Streaming pipelines

Long-running consumers for Kafka / RabbitMQ / Pub/Sub / Kinesis with at-least-once delivery and DLQ support.

Streaming pipelines are the long-running cousin of batch pipelines. They consume from a streaming source, write to a target, and commit offsets only after a durable target write — at-least-once end to end.

Decorator form

from ematix_flow import ematix

@ematix.connection
class kafka_prod:
    kind = "kafka"
    bootstrap_servers = "${KAFKA_BOOTSTRAP}"
    group_id = "ematix-flow"

@ematix.streaming_pipeline(
    source_connection="kafka_prod",
    source_topic="events.v1",
    target=Events,
    target_connection="warehouse",
    dead_letter_topic="events.v1.dlq",
)
def consume_events(batch):
    return batch    # pass-through; transform in Python if needed

Run it as a foreground process:

flow consume --module my_pipelines consume_events

Or wrap with systemd, supervisord, or a Kubernetes Deployment.

TOML form

For ops teams that want pipelines out of Python entirely:

[streaming_pipelines.consume_events]
source = { connection = "kafka_prod", topic = "events.v1" }
target = { connection = "warehouse", table = "analytics.events" }
dead_letter_topic = "events.v1.dlq"
batch_size = 1000
flow consume --config streaming.toml consume_events

Guarantees

  • Manual offset commit / ack. ematix-flow calls commit_offsets() on the source only after a durable target write.
  • At-least-once end to end is the default.
  • Exactly-once.

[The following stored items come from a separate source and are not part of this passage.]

PR #15480, opened 2022-09-06
Add function to get qe-sap-deployment code in the test

mpagot:
Create a library for the qe-sap-deployment project management
Add a Trento test step about deploying a SAP Landscape
Change the Trento scheduling to use this new test step

- Verification run with git clone of the qe-sap-deployment repo: http://openqaworker15.qa.suse.cz/tests/20849
- Verification run with QESAPDEPLOY_VER=0.2.0: http://openqaworker15.qa.suse.cz/tests/20850

### DIFF
--- a/lib/qesapdeployment.pm
+++ b/lib/qesapdeployment.pm
@@ -1,0 +1,97 @@
+# SUSE's openQA tests
+#
+# Copyright 2022 SUSE LLC
+# SPDX-License-Identifier: FSFAP
+#
+# Summary: Functions to use qe-sap-deployment project
+# Maintainer: QE-SAP <qe-sap@suse.de>
+
+## no critic (RequireFilenameMatchesPackage);
+
+=encoding utf8
+
+=head1 NAME
+
+qe-sap-deployment test lib
+
+=head1 COPYRIGHT
+
+Copyright 2022 SUSE LLC
+SPDX-License-Identifier: FSFAP
+
+=head1 AUTHORS
+
+QE SAP <qe-sap@suse.de>
+
+=cut
+
+package qesapdeployment;
+
+use strict;
+use warnings;
+use testapi;
+use Exporter 'import';
+
+# Constants
+use constant DEPLOYMENT_DIR => get_var('DEPLOYMENT_DIR', '/root/qe-sap-deployment');
+use constant QESAP_GIT_CLONE_LOG => '/tmp/git_clone.log';
+
+my @log_files = ();
+
+our @EXPORT = qw(
+  qesap_create_folder_tree
+  qesap_get_deployment_code
+);
+
+
+=head1 DESCRIPTION
+
+Package with common methods and default or constant  values for qe-sap-deployment
+
+=head2 Methods
+=head3 qesap_create_folder_tree
+
+Create all needed folders
+
+=cut
+
+sub qesap_create_folder_tree {
+    assert_script_run('mkdir -p ' . DEPLOYMENT_DIR, quiet => 1);
+}
+
+
+=head3 qesap_get_deployment_code
+
+Get the qe-sap-deployment code
+=cut
+
+sub qesap_get_deployment_code {
+    record_info("QESAP repo", "Preparing qe-sap-deployment repository");
+
+    my $git_repo = get_var(QESAPDEPLOY_GITHUB_REPO => 'github.com/SUSE/qe-sap-deployment');
+    enter_cmd "cd " . DEPLOYMENT_DIR;
+
+    # Script from a release
+    if (get_var('QESAPDEPLOY_VER')) {
+        my $ver_artifact = 'v' . get_var('QESAPDEPLOY_VER') . '.tar.gz';
+
+        my $curl_cmd = "curl -v -L https://$git_repo/archive/refs/tags/$ver_artifact -o$ver_artifact";
+        assert_script_run("set -o pipefail ; $curl_cmd | tee " . QESAP_GIT_CLONE_LOG, quiet => 1);
+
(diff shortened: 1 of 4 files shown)


tests/sles4sap/trento/cluster_configure.pm
```diff
@@ -0,0 +1,52 @@
...
+
+    # tfvars file
+    my $qesap_provider = $self->qesap_translate_provider_name();
+
+    $self->qesap_configure_tfvar($qesap_provider,
+        $provider->provider_client->region,
+        get_required_var('QESAPDEPLOY_OS_VER'));
+
+    # variables.sh file
+    $self->qesap_configure_variables($qesap_provider,
```
alvarocarvajald, line 35: Same with `qesap_configure_variables()`

tests/sles4sap/trento/cluster_configure.pm
```diff
@@ -0,0 +1,52 @@
...
+        get_required_var('SCC_REGCODE_SLES4SAP'));
+
+    # Ansible blob file
+    $self->qesap_configure_hanamedia(get_var('QESAPDEPLOY_SAPCAR'),
```
alvarocarvajald, line 39: Same with `qesap_configure_hanamedia()`

tests/sles4sap/trento/cluster_configure.pm
```diff
@@ -0,0 +1,52 @@
...
+        get_var('QESAPDEPLOY_IMDB_SERVER'),
+        get_var('QESAPDEPLOY_IMDB_CLIENT'));
+}
+
+sub post_fail_hook {
+    my ($self) = shift;
+    $self->select_serial_terminal;
+    enter_cmd 'cd  ~/test/qe-sap-deployment';
+    $self->qesap_upload_logs('', 1);
```
alvarocarvajald, line 48: Same with `qesap_upload_logs()`

tests/sles4sap/trento/cluster_configure.pm
```diff
@@ -0,0 +1,52 @@
...
+# SPDX-License-Identifier: GPL-2.0-or-later
+
+# Summary: Configuration steps for qe-sap-deployment
+# Maintainer: QE-SAP <qe-sap@suse.de>, Michele Pagot <michele.pagot@suse.com>
+
+use strict;
+use warnings;
+use Mojo::Base 'publiccloud::basetest';
+use testapi;
+use base 'qesapdeployment';
```
alvarocarvajald, line 11: Having this module inheriting methods from 2 base classes worries me a bit. And from looking at the current code in the PR, I don't see a need for `qesapdeployment` being a base class. None of its methods do anything with `$self` and the only variable stored within the class is `@qesapdeployment::logs` which is used once. Perhaps with the missing methods it'll be more clear, but as things are, I would suggest changing this line to `use 'qesapdeployment';` instead.

alvarocarvajald (changes requested):
There are a couple of typos in the commit message:
```
Add function to get qe-sap-deployment code in the test

Create a library for the qe-sap-deployment project maangement
Add a Trento test step about deploying a SAP Landscape
Chenge the Trento scheduling to use this new test step
```
i.e.:
```
s/maangement/management/
s/Chenge/Change/
```
Also, the verification run does not match what I see in the code. There are some `cp` and `sed` commands which are not in the code. Perhaps they are in the missing functions?

lpalovsky (approved):
LGTM

tests/sles4sap/trento/cluster_configure.pm
```diff
@@ -0,0 +1,28 @@
...
+use testapi;
+use qesapdeployment;
+
+sub run {
+    my ($self) = @_;
+    $self->select_serial_terminal;
+
+    # Get the code for the qe-sap-deployment
+    $self->qesap_create_folder_tree();
+    $self->qesap_get_deployment_code();
```
alvarocarvajald, line 19: Now that `qesapdeployment` is not a base class, there's no need to reference its methods with `$self->`

lib/qesapdeployment.pm
```diff
@@ -0,0 +1,97 @@
...
+        enter_cmd 'ls -lai';
+    }
+    else {
+        # Get the code for the qe-sap-deployment by cloning its repository
+        assert_script_run('git config --global http.sslVerify false', quiet => 1) if get_var('QESAPDEPLOY_GIT_NO_VERIFY');
+        my $git_branch = get_var('QESAPDEPLOY_GITHUB_BRANCH', 'main');
+
+        my $git_clone_cmd = 'git clone --depth 1 --branch ' . $git_branch . ' https://' . $git_repo . ' ' . DEPLOYMENT_DIR;
+        push(@log_files, QESAP_GIT_CLONE_LOG);
+        assert_script_run("set -o pipefail ; $git_clone_cmd | tee " . QESAP_GIT_CLONE_LOG, quiet => 1);
```
alvarocarvajald, line 92: You are saving the logs and not really doing anything with them neither in the if-block nor in the else-block. Perhaps you could add a `upload_logs QESAP_GIT_CLONE_LOG, failok => 1` at the end of the function so it saves the output of the commands in the job in case the reviewer wants to take a look at it.

alvarocarvajald (approved):
LGTM.

VR for `git clone` option does not have much details as all commands are running with `quiet => 1`, but I suppose we would see more in case of failures.

However, I do have 2 comments regarding the logs and method referencing below.

lib/qesapdeployment.pm
mpagot: About it, this is next step where I like to move https://github.com/mpagot/os-autoinst-distri-opensuse/commit/c92f8e3041251fdb94c7e0aacc340b7242fb81fc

Kafka producer-side via transactions; consumer- coordinated via KafkaToKafkaEosPipeline.
  • DLQ. App-level (dead_letter_topic routes failed rows to a separate target) and broker-level (RabbitMQ x-dead-letter-exchange, Pub/Sub dead_letter_policy).
  • Schema Registry. Avro / Protobuf decode-encode via Confluent SR or Apicurio — declare it as a connection and reference it from the Kafka connection.